Rozlewisko pod Pobiedziskami zdewastowane. Ktoś zniszczył tamę, umierają ryby
Do zdarzenia doszło prawdopodobnie około tydzień temu.
Rozlewisko przez lata było siedliskiem ryb, ptaków, a nawet bobrów na terenie Parku Krajobrazowego Promno. Znajdowało się pomiędzy Kociałkową Górką a Pobiedziskami. Na łąkach , dzięki tamie, utworzono zbiornik wodny, który teraz przestał istnieć. Nieznany sprawca przerwał bowiem tamę.

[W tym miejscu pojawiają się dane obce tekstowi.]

PR #2631, opened 2023-03-13
do not add current position twice in the streaming mode (fix #2612)

### LINKED ISSUE #2612: Time streaming mode problem
With time streaming mode and linestring layer, there is a long guideline to the topleft corner, which should not be there
Scenario:
1) open any project with linestring (ex. tc04_recording)
2) open it and in setting set streaming mode with time period
3) hit record on linestring layer
4) hold GPS button and guideline apperas
-> this is not present in 2.0.2 version

obrázok

https://drive.google.com/file/d/1_GzDdV4VOT15Wy8r7ohS_kQ9U1pX5rxG/view?usp=share_link

alexbruy:
This leads to strange results, as in #2612.

### DIFF
--- a/app/qml/map/RecordingTools.qml
+++ b/app/qml/map/RecordingTools.qml
@@ -197,9 +197,6 @@ Item {
       if ( mapTool.recordingType === RecordingMapTool.Manual )
       {
         mapTool.recordingType = RecordingMapTool.StreamMode
-
-        // add first point immediately
-        mapTool.addPoint( crosshair.recordPoint )
         root.map.mapSettings.setCenter( mapPositioning.mapPosition )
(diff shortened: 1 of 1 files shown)


app/qml/map/RecordingTools.qml
```diff
@@ -197,9 +197,6 @@ Item {
       if ( mapTool.recordingType === RecordingMapTool.Manual )
       {
         mapTool.recordingType = RecordingMapTool.StreamMode
-
-        // add first point immediately
-        mapTool.addPoint( crosshair.recordPoint )
```
tomasMizera, line 202: What is the other place where we add point, please?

Na miejscu działał m.in. nasz Czytelnik Dawid Sobolewski. - We wtorek będąc na miejscu nie dowierzałem w to, co widzę. Widok porażał. Reszta wody dalej uchodziła. W wodzie tysiące martwych ryb, nad głowami ptaki nie wiedzące co się stało - wyjaśnia. O sprawie poinformował gminę, nadleśnictwo, Regionalną Dyrekcję Lasów Państwowych w Poznaniu oraz Regionalną Dyrekcję Ochrony Środowiska. Sprawą zainteresowała się policja.
W czwartek na miejscu odbyła się wizja lokalna. - Padły sugestie, aby rozlewisko przywrócić, lecz z wodą na nieco niższym poziomie. Wydaje mi się to za dobre rozwiązanie, choć moim zdaniem najlepiej byłoby, aby wody było tyle, ile było przed zniszczeniem - dodaje. - Pojawiły się też nowe teorie, m.in. ta, że łąkę można za jakiś czas zalesić, np. wierzbą.
- Sprawców pewnie nie uda się ustalić, a co dalej to czas pokaże. Szczerze wątpię abyśmy zobaczyli wodę na w miarę dobrym poziomie szybko - kończy.
Sprawa jest skomplikowana, bo tama lata temu powstała nielegalnie. Zgodnie z prawem tereny, które znajdują się na byłym już rozlewisku, to łąki. Nie wiadomo, czy tama zostanie odbudowana.